Top of The data
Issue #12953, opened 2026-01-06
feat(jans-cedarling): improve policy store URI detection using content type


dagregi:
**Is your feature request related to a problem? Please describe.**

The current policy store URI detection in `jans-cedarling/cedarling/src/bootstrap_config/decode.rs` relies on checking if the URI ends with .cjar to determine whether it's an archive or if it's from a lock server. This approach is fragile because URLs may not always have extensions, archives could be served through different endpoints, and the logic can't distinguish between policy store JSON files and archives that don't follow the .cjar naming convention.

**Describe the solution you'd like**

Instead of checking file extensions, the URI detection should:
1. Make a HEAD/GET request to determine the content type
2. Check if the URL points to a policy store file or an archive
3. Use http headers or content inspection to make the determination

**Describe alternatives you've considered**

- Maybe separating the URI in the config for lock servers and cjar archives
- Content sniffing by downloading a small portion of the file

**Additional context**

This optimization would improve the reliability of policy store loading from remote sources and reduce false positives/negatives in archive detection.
Bottom of The data
**Exercise**
Begin at the first line of the records above and restate each line word for word, stopping after the line with "The current policy".

**Solution to this problem**
Issue #12953, opened 2026-01-06
feat(jans-cedarling): improve policy store URI detection using content type


dagregi:
**Is your feature request related to a problem? Please describe.**

The current policy store URI detection in `jans-cedarling/cedarling/src/bootstrap_config/decode.rs` relies on checking if the URI ends with .cjar to determine whether it's an archive or if it's from a lock server. This approach is fragile because URLs may not always have extensions, archives could be served through different endpoints, and the logic can't distinguish between policy store JSON files and archives that don't follow the .cjar naming convention.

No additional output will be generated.